The expression below is the kind of code that can be added to the inspectors table. Once it is stored for a table, DataEntry evaluates it with that table available as x.

list(
  x[, .(species, site, date, caught, released, nest_id, observer)] |>
    is.na_validator(reason = "Mandatory capture field.") |>
    try_validator(nam = "mandatory capture fields"),
  {
    z <- x[, .(
      species,
      site,
      capture_status,
      age,
      tag_type,
      rowid
    )]

    v <- data.table(
      variable = names(z)[names(z) != "rowid"],
      set = list(
        c("BADO", "WRYB", "SNZD", "BFDO"),
        c("AR", "CH", "CR"),
        c("F", "R", "C", "D"),
        c("A", "J", "C"),
        c("PTT", "GPS", "GEO")
      )
    )

    is.element_validator(
      z,
      v = v,
      reason = "Value is not in the allowed set."
    )
  } |>
    try_validator(nam = "allowed values"),
  x[, .(date, caught, released, rowid)] |>
    release_after_capture_validator() |>
    try_validator(nam = "release after capture"),
  {
    archive <- data.table(
      UL = c("FWAC", "FWZZ"),
      LL = c("R", "B"),
      UR = c("X", "FWUV"),
      LR = c("W", "Y")
    )

    z <- x[capture_status == "F", .(UL, LL, UR, LR, rowid)]

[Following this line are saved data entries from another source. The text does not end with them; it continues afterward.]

PR #464, opened 2021-05-20
Update gke-operator to to 2.0.1-rc2

cmurphy:
https://github.com/rancher/rancher/issues/32597


cmurphy:
Closing to update this in the feature chart instead. This forwardport bug won't be able to be tested until we're on the feature chart.

cbron:
If we do end up using system-charts we'll need to ensure any updates get to here. We can close this one, but any more changes in operator should get updated in system-charts.

cmurphy:
Reopening using 1.1.1-rc1, since we're going to continue using system-charts until the feature chart conversion is ready.

cmurphy:
Reopened here https://github.com/rancher/system-charts/pull/468

PR #468, opened 2021-05-24
Update gke-operator to 1.1.1-rc1

cmurphy:
https://github.com/rancher/rancher/issues/32597

### DIFF
--- a/charts/rancher-gke-operator/1.1.100/questions.yaml
+++ b/charts/rancher-gke-operator/1.1.100/questions.yaml
@@ -1,0 +1,1 @@
+rancher_min_version: 2.5.7-alpha1
--- a/charts/rancher-gke-operator/1.1.100/questions.yaml
+++ b/charts/rancher-gke-operator/1.1.100/questions.yaml
@@ -1,1 +1,1 @@
-rancher_min_version: 2.5.7-alpha1
+rancher_min_version: 2.6.0-alpha1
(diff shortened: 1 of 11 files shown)


charts/rancher-gke-operator/1.1.100/questions.yaml
```diff
@@ -0,0 +1 @@
+rancher_min_version: 2.5.7-alpha1
```
cbron: We should make this 2.6.0-alpha1

cbron (changes requested):
This chart will likely be deleted before 2.6 ships, but thats ok, its a holdover.

charts/rancher-gke-operator/1.1.100/questions.yaml
cmurphy: done

cbron (dismissed):

charts/rancher-gke-operator/1.1.100/questions.yaml
```diff
@@ -0,0 +1 @@
+rancher_min_version: 2.6.0-alpha1
```
cbron, line 1: Oh wait, actually can you set max for last chart in questions.yaml to 2.5.99. Without that it will get included in the images.txt list.

cmurphy: done

cbron (approved):

PR #470, opened 2021-05-25
Update mirrored sonobuoy version for CIS v1

prachidamle:
https://github.com/rancher/rancher/issues/31872
https://github.com/rancher/rancher/issues/31598


charts/rancher-cis-benchmark/0.1.3/values.yaml
```diff
@@ -30,7 +30,7 @@ image:
     tag: v0.1.14
```
cbron: The chart.yaml version here is still 0.1.2. Since this is going into 2.6 you should bump the version to 0.2.0.

prachidamle: Ok, changed to 0.2.0

charts/rancher-cis-benchmark/0.1.2/questions.yaml
```diff
@@ -1 +1,2 @@
 rancher_min_version: 2.4.6-rc1
+rancher_max_version: 2.5.8
```
cbron, line 2: Hmm. We could make this 2.5.99 for when a new version gets introduced in 2.5.x, but I suppose this works for now since its in 2.6 branch and can't be affected. We need some max so that it doesn't get included in images.txt.

charts/rancher-cis-benchmark/0.2.0/questions.yaml
```diff
@@ -0,0 +1 @@
+rancher_min_version: 2.5.9-alpha1
```
cbron: Should be 2.6.0-alpha1, this is going into 2.6. Anything in 2.5.x line would be 0.1.3 in the dev-v2.5. branch.

charts/rancher-cis-benchmark/0.2.0/values.yaml
```diff
@@ -30,7 +30,7 @@ image:
     tag: v0.1.14
     pullPolicy: Always
   sonobuoy:
-    repository: rancher/sonobuoy-sonobuoy
+    repository: rancher/mirrored-sonobuoy-sonobuoy
```
cbron, line 33: Is there a newer version of this ? See scanning issue.

prachidamle: I see this mirrored already - https://hub.docker.com/r/rancher/mirrored-sonobuoy-sonobuoy 
Do you mean pulling in updated upstream sonobuoy?

cbron: Talked offline, we are going to check the upstream docs to see if we can upgrade this to newer sonobuoy.

prachidamle: I created this ticket  https://github.com/rancher/rancher/issues/33335 to test CIS with upstream newer sonobuoy to make sure there is no breaking change, can we push this fix to introduce the mirroring fixes with the existing version @cbron cc @deniseschannon

cbron (approved):
Lgtm, will address sonobuoy later.

PR #471, opened 2021-05-26
change monitoring v1 chart version from v0.2.3 to v0.3.0

jiaqiluo:
As @cbron  suggests, the monitoring `v0.2.x` line should be reserved for the Rancher `v2.5.x` line. 
So we need to change v0.2.3 to v0.3.0 in the dev-v2.6 branch 

This PR does the following:
 - change the directory name from v0.2.3 to v0.3.0
 - change the `version` and `appVerson` in `Chart.yaml`
 - change the  `rancher_min_version` in `questions.yaml`

Todo after the PR is merged:

- [ ] update the monitoring chart version in existing related issues from v0.2.3 to v0.3.0


charts/rancher-monitoring/v0.2.3/questions.yml
```diff
@@ -1 +0,0 @@
-rancher_min_version: 2.5.9-rc1
```
jiaqiluo, line 1: The value of `rancher_min_version` is changed to `2.6.0-rc1`, but Git treats it as a removal because the directory name is also changed. 

There is a file creation if you scroll down on this page.

charts/rancher-monitoring/v0.3.0/questions.yml
```diff
@@ -0,0 +1 @@
+rancher_min_version: 2.6.0-rc1
```
jiaqiluo, line 1: **Question:** Should the value be `2.6.0-0` in case we want this chart showing in Rancher versions like 2.6.0-alpha or so?

aiyengar2: Yes I think that makes sense.

aiyengar2 (changes requested):
@jiaqiluo hold off on this change since I think the consensus Caleb, Denise, and I reached today involved bumping the **major** version during a Rancher minor release. 

Therefore, if you want to modify this PR in advanced, the version should be 1.0.0.

jiaqiluo:
Close this PR as it is has been done by another PR.

PR #472, opened 2021-05-26
Add additional CAs to GKE chart

thedadams:
When Rancher is installed on a cluster behind a proxy, gke-operator
needs to trust the certificate from the proxy. Therefore, it is passed
to the deployment as a secret that is setup by the user as per the
documentation.

Issue:

### DIFF
--- a/charts/rancher-gke-operator/1.0.200/templates/deployment.yaml
+++ b/charts/rancher-gke-operator/1.0.200/templates/deployment.yaml
@@ -25,3 +25,15 @@ spec:
           value: {{ .Values.httpsProxy }}
         - name: NO_PROXY
           value: {{ .Values.noProxy }}
+{{- if .Values.additionalTrustedCAs }}
+        volumeMounts:
+        - mountPath: /etc/ssl/certs/ca-additional.pem
+          name: tls-ca-additional-volume
+          subPath: ca-additional.pem
+          readOnly: true
+      volumes:
+      - name: tls-ca-additional-volume
+        secret:
+          defaultMode: 0400
+          secretName: tls-ca-additional
+{{- end }}
--- a/charts/rancher-gke-operator/1.0.200/values.yaml
+++ b/charts/rancher-gke-operator/1.0.200/values.yaml
@@ -9,3 +9,4 @@ gkeOperator:
 httpProxy: ""
 httpsProxy: ""
 noProxy: ""
+additionalTrustedCAs: false


charts/rancher-gke-operator/1.0.200/templates/deployment.yaml
```diff
@@ -25,3 +25,17 @@ spec:
           value: {{ .Values.httpsProxy }}
         - name: NO_PROXY
           value: {{ .Values.noProxy }}
+{{- if .Values.additionalTrustedCAs }}
+        volumeMounts:
+        - mountPath: /etc/ssl/certs/ca-additional.pem
```
nickgerace, line 30: Is this always going to be the same path? I cannot recall if you can change the underlying distro in GKE, and if you can, if GKE overrides default paths anyway.

nickgerace (commented):
Does `packageVersion` need to be bumped?

charts/rancher-gke-operator/1.0.200/templates/deployment.yaml
thedadams: This chart is installed on the local cluster. This is the same path that Rancher uses: https://github.com/rancher/rancher/blob/master/chart/templates/deployment.yaml#L136-L145

nickgerace (approved):

cmurphy (approved):

charts/rancher-gke-operator/1.0.200/templates/deployment.yaml
cbron: This mountPath is inside the gke-operator pod, so it could be any path as long as the operator looks for it. We can keep using same one as rancher for uniformity sake. 
How does the operator pod use it from there ?

cbron (commented):
I updated PR to point to backport issue

charts/rancher-gke-operator/1.0.200/templates/deployment.yaml
thedadams: It's put in that directory because the libraries automatically look in that place for CAs. It is automatically picked up and the pod/gke-operator doesn't need to do anything else.

cbron (approved):

cbron:
This will need to be added to the 2.6 branch as well as-is, for those that upgrade from 2.5 to 2.6

thedadams:
@cbron It is added to 2.6 in v1.1.100 for those that upgrade to 2.6. Since the chart gets upgraded automatically in Rancher, I thought this would be enough.

cbron:
I thought so too, but according to our new versioning system any version that ever gets merged in old releases needs to get forwardported to all newer versions. So 2.6 should have 1.0.100, 1.0.200, and 1.1.100.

    z[, combo := do.call(paste0, .SD), .SDcols = c("UL", "LL", "UR", "LR")]

    archive_combo <- copy(archive)[
      ,
      combo := do.call(paste0, .SD),
      .SDcols = c("UL", "LL", "UR", "LR")
    ][, unique(combo)]

    is.duplicate_validator(
      z[, .(combo, rowid)],
      v = data.table(
        variable = "combo",
        set = list(archive_combo)
      ),
      reason = "Colour combination already exists in the archive. Is this a recapture?"
    )
  } |>
    try_validator(nam = "double colour combo")
)
[[1]]
   rowid variable                   reason
   <int>   <char>                   <char>
1:     3  species Mandatory capture field.

[[2]]
   rowid variable                           reason
   <int>   <char>                           <char>
1:     2     site Value is not in the allowed set.

[[3]]
   rowid variable                               reason
   <int>   <char>                               <char>
1:     2 released Release time is before capture time.

[[4]]
   rowid variable
   <int>   <char>
1:     1    combo
2:     4    combo
                                                                   reason
                                                                   <char>
1: Colour combination already exists in the archive. Is this a recapture?
2: Colour combination already exists in the archive. Is this a recapture?

For building your own validators, work locally first. Use a subset of the table that should fail validation. Once the output has the three required columns and the row ids point to the rows you expect, move the expression into the inspector for the table.